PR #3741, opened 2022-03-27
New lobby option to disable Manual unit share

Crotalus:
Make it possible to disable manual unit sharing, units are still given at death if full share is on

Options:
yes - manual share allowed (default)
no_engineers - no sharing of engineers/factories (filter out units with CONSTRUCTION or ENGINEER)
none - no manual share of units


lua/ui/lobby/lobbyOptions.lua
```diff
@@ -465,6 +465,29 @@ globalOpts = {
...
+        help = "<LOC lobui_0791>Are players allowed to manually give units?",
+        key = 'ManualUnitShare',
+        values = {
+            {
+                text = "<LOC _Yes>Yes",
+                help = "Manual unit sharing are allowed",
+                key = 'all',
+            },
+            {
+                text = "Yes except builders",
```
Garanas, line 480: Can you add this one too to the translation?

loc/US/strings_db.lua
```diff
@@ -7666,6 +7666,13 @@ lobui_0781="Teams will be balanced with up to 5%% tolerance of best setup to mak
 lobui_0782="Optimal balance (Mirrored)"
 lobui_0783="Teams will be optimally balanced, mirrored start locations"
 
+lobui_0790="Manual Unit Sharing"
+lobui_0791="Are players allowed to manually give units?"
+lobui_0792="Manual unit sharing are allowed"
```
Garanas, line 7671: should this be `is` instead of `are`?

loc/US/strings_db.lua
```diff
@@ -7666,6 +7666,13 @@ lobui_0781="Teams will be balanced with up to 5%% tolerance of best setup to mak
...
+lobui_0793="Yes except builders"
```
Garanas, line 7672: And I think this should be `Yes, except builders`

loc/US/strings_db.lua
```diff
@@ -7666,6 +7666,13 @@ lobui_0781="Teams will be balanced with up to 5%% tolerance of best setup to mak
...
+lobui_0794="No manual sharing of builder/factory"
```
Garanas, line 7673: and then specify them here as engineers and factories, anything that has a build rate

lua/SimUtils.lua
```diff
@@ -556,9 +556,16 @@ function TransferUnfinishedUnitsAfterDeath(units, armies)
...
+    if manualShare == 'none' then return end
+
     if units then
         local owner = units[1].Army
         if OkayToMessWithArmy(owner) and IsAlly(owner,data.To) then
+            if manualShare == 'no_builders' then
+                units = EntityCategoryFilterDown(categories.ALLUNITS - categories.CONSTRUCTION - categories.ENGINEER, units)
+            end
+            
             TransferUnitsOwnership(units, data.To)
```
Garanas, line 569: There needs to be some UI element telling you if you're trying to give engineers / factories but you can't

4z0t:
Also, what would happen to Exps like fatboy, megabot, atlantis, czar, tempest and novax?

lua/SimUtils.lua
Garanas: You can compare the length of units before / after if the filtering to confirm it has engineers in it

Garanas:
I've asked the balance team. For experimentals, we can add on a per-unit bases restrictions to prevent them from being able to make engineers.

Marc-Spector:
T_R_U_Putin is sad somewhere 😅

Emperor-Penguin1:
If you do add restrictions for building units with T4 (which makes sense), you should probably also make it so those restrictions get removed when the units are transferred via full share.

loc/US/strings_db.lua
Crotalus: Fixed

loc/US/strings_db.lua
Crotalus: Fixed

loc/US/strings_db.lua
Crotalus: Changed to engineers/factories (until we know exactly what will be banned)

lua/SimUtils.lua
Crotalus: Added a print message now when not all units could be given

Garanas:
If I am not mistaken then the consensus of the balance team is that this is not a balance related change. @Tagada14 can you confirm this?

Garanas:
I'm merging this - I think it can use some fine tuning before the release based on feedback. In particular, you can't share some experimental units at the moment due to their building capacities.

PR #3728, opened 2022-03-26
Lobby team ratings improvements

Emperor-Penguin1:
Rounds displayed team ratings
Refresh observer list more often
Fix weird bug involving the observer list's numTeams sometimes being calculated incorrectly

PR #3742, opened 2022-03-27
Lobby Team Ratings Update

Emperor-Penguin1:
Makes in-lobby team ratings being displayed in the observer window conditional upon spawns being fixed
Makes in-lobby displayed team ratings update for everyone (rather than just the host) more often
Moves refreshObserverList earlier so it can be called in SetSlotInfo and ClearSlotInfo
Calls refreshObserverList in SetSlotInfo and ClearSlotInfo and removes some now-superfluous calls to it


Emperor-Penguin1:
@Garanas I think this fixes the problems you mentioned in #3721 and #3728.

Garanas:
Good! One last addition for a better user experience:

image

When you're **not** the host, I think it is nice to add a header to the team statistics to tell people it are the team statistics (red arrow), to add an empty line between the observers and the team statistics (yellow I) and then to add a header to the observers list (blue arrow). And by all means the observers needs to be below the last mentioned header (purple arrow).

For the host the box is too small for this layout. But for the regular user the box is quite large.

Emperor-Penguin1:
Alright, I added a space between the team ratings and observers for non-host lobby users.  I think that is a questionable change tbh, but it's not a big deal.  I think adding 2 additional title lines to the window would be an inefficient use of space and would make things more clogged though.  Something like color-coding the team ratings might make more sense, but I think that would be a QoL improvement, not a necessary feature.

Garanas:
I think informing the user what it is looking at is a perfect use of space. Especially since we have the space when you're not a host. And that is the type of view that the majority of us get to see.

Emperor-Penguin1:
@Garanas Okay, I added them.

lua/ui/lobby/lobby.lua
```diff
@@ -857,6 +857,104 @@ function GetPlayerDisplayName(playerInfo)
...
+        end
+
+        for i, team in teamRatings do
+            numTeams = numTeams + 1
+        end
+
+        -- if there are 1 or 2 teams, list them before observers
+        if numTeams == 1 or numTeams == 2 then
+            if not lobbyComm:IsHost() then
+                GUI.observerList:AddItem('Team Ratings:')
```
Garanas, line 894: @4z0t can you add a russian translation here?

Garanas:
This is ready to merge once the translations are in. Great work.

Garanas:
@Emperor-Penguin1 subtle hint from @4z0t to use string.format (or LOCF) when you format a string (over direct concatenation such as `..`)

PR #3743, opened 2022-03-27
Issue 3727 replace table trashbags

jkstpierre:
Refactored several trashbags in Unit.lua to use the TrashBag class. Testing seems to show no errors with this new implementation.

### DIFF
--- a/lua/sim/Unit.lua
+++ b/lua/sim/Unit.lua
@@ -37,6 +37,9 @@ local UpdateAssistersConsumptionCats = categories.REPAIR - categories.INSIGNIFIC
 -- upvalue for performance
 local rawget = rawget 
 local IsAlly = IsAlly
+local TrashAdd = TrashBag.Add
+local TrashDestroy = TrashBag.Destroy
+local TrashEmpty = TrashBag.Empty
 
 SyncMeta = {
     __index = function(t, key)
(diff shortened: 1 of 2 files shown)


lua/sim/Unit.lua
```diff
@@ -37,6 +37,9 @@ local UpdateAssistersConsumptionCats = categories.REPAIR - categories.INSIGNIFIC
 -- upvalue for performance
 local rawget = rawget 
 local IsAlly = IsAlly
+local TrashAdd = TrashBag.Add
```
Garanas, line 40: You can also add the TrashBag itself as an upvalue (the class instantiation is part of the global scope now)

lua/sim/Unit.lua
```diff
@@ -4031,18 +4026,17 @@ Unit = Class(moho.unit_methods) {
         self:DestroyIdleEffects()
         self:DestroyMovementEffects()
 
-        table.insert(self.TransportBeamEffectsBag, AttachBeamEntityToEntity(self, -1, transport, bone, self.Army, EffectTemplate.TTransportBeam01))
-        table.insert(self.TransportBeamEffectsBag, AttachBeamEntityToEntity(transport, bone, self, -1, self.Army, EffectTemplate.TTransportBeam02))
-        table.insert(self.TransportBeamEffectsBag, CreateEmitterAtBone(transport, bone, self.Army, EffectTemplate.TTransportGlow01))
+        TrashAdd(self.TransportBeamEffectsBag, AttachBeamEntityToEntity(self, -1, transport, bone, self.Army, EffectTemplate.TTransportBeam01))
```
════════════════
**REQUIRED ACTION:** Restate all of the lines in the material exactly as they are.

**ANSWER BOX:**
PR #3741, opened 2022-03-27
New lobby option to disable Manual unit share

Crotalus:
Make it possible to disable manual unit sharing, units are still given at death if full share is on

Options:
yes - manual share allowed (default)
no_engineers - no sharing of engineers/factories (filter out units with CONSTRUCTION or ENGINEER)
none - no manual share of units


lua/ui/lobby/lobbyOptions.lua
```diff
@@ -465,6 +465,29 @@ globalOpts = {
...
+        help = "<LOC lobui_0791>Are players allowed to manually give units?",
+        key = 'ManualUnitShare',
+        values = {
+            {
+                text = "<LOC _Yes>Yes",
+                help = "Manual unit sharing are allowed",
+                key = 'all',
+            },
+            {
+                text = "Yes except builders",
```
Garanas, line 480: Can you add this one too to the translation?

loc/US/strings_db.lua
```diff
@@ -7666,6 +7666,13 @@ lobui_0781="Teams will be balanced with up to 5%% tolerance of best setup to mak
 lobui_0782="Optimal balance (Mirrored)"
 lobui_0783="Teams will be optimally balanced, mirrored start locations"
 
+lobui_0790="Manual Unit Sharing"
+lobui_0791="Are players allowed to manually give units?"
+lobui_0792="Manual unit sharing are allowed"
```
Garanas, line 7671: should this be `is` instead of `are`?

loc/US/strings_db.lua
```diff
@@ -7666,6 +7666,13 @@ lobui_0781="Teams will be balanced with up to 5%% tolerance of best setup to mak
...
+lobui_0793="Yes except builders"
```
Garanas, line 7672: And I think this should be `Yes, except builders`

loc/US/strings_db.lua
```diff
@@ -7666,6 +7666,13 @@ lobui_0781="Teams will be balanced with up to 5%% tolerance of best setup to mak
...
+lobui_0794="No manual sharing of builder/factory"
```
Garanas, line 7673: and then specify them here as engineers and factories, anything that has a build rate

lua/SimUtils.lua
```diff
@@ -556,9 +556,16 @@ function TransferUnfinishedUnitsAfterDeath(units, armies)
...
+    if manualShare == 'none' then return end
+
     if units then
         local owner = units[1].Army
         if OkayToMessWithArmy(owner) and IsAlly(owner,data.To) then
+            if manualShare == 'no_builders' then
+                units = EntityCategoryFilterDown(categories.ALLUNITS - categories.CONSTRUCTION - categories.ENGINEER, units)
+            end
+            
             TransferUnitsOwnership(units, data.To)
```
Garanas, line 569: There needs to be some UI element telling you if you're trying to give engineers / factories but you can't

4z0t:
Also, what would happen to Exps like fatboy, megabot, atlantis, czar, tempest and novax?

lua/SimUtils.lua
Garanas: You can compare the length of units before / after if the filtering to confirm it has engineers in it

Garanas:
I've asked the balance team. For experimentals, we can add on a per-unit bases restrictions to prevent them from being able to make engineers.

Marc-Spector:
T_R_U_Putin is sad somewhere 😅

Emperor-Penguin1:
If you do add restrictions for building units with T4 (which makes sense), you should probably also make it so those restrictions get removed when the units are transferred via full share.

loc/US/strings_db.lua
Crotalus: Fixed

loc/US/strings_db.lua
Crotalus: Fixed

loc/US/strings_db.lua
Crotalus: Changed to engineers/factories (until we know exactly what will be banned)

lua/SimUtils.lua
Crotalus: Added a print message now when not all units could be given

Garanas:
If I am not mistaken then the consensus of the balance team is that this is not a balance related change. @Tagada14 can you confirm this?

Garanas:
I'm merging this - I think it can use some fine tuning before the release based on feedback. In particular, you can't share some experimental units at the moment due to their building capacities.

PR #3728, opened 2022-03-26
Lobby team ratings improvements

Emperor-Penguin1:
Rounds displayed team ratings
Refresh observer list more often
Fix weird bug involving the observer list's numTeams sometimes being calculated incorrectly

PR #3742, opened 2022-03-27
Lobby Team Ratings Update

Emperor-Penguin1:
Makes in-lobby team ratings being displayed in the observer window conditional upon spawns being fixed
Makes in-lobby displayed team ratings update for everyone (rather than just the host) more often
Moves refreshObserverList earlier so it can be called in SetSlotInfo and ClearSlotInfo
Calls refreshObserverList in SetSlotInfo and ClearSlotInfo and removes some now-superfluous calls to it


Emperor-Penguin1:
@Garanas I think this fixes the problems you mentioned in #3721 and #3728.

Garanas:
Good! One last addition for a better user experience:

image

When you're **not** the host, I think it is nice to add a header to the team statistics to tell people it are the team statistics (red arrow), to add an empty line between the observers and the team statistics (yellow I) and then to add a header to the observers list (blue arrow). And by all means the observers needs to be below the last mentioned header (purple arrow).

For the host the box is too small for this layout. But for the regular user the box is quite large.

Emperor-Penguin1:
Alright, I added a space between the team ratings and observers for non-host lobby users.  I think that is a questionable change tbh, but it's not a big deal.  I think adding 2 additional title lines to the window would be an inefficient use of space and would make things more clogged though.  Something like color-coding the team ratings might make more sense, but I think that would be a QoL improvement, not a necessary feature.

Garanas:
I think informing the user what it is looking at is a perfect use of space. Especially since we have the space when you're not a host. And that is the type of view that the majority of us get to see.

Emperor-Penguin1:
@Garanas Okay, I added them.

lua/ui/lobby/lobby.lua
```diff
@@ -857,6 +857,104 @@ function GetPlayerDisplayName(playerInfo)
...
+        end
+
+        for i, team in teamRatings do
+            numTeams = numTeams + 1
+        end
+
+        -- if there are 1 or 2 teams, list them before observers
+        if numTeams == 1 or numTeams == 2 then
+            if not lobbyComm:IsHost() then
+                GUI.observerList:AddItem('Team Ratings:')
```
Garanas, line 894: @4z0t can you add a russian translation here?

Garanas:
This is ready to merge once the translations are in. Great work.

Garanas:
@Emperor-Penguin1 subtle hint from @4z0t to use string.format (or LOCF) when you format a string (over direct concatenation such as `..`)

PR #3743, opened 2022-03-27
Issue 3727 replace table trashbags

jkstpierre:
Refactored several trashbags in Unit.lua to use the TrashBag class. Testing seems to show no errors with this new implementation.

### DIFF
--- a/lua/sim/Unit.lua
+++ b/lua/sim/Unit.lua
@@ -37,6 +37,9 @@ local UpdateAssistersConsumptionCats = categories.REPAIR - categories.INSIGNIFIC
 -- upvalue for performance
 local rawget = rawget 
 local IsAlly = IsAlly
+local TrashAdd = TrashBag.Add
+local TrashDestroy = TrashBag.Destroy
+local TrashEmpty = TrashBag.Empty
 
 SyncMeta = {
     __index = function(t, key)
(diff shortened: 1 of 2 files shown)


lua/sim/Unit.lua
```diff
@@ -37,6 +37,9 @@ local UpdateAssistersConsumptionCats = categories.REPAIR - categories.INSIGNIFIC
 -- upvalue for performance
 local rawget = rawget 
 local IsAlly = IsAlly
+local TrashAdd = TrashBag.Add
```
Garanas, line 40: You can also add the TrashBag itself as an upvalue (the class instantiation is part of the global scope now)

lua/sim/Unit.lua
```diff
@@ -4031,18 +4026,17 @@ Unit = Class(moho.unit_methods) {
         self:DestroyIdleEffects()
         self:DestroyMovementEffects()
 
-        table.insert(self.TransportBeamEffectsBag, AttachBeamEntityToEntity(self, -1, transport, bone, self.Army, EffectTemplate.TTransportBeam01))
-        table.insert(self.TransportBeamEffectsBag, AttachBeamEntityToEntity(transport, bone, self, -1, self.Army, EffectTemplate.TTransportBeam02))
-        table.insert(self.TransportBeamEffectsBag, CreateEmitterAtBone(transport, bone, self.Army, EffectTemplate.TTransportGlow01))
+        TrashAdd(self.TransportBeamEffectsBag, AttachBeamEntityToEntity(self, -1, transport, bone, self.Army, EffectTemplate.TTransportBeam01))
```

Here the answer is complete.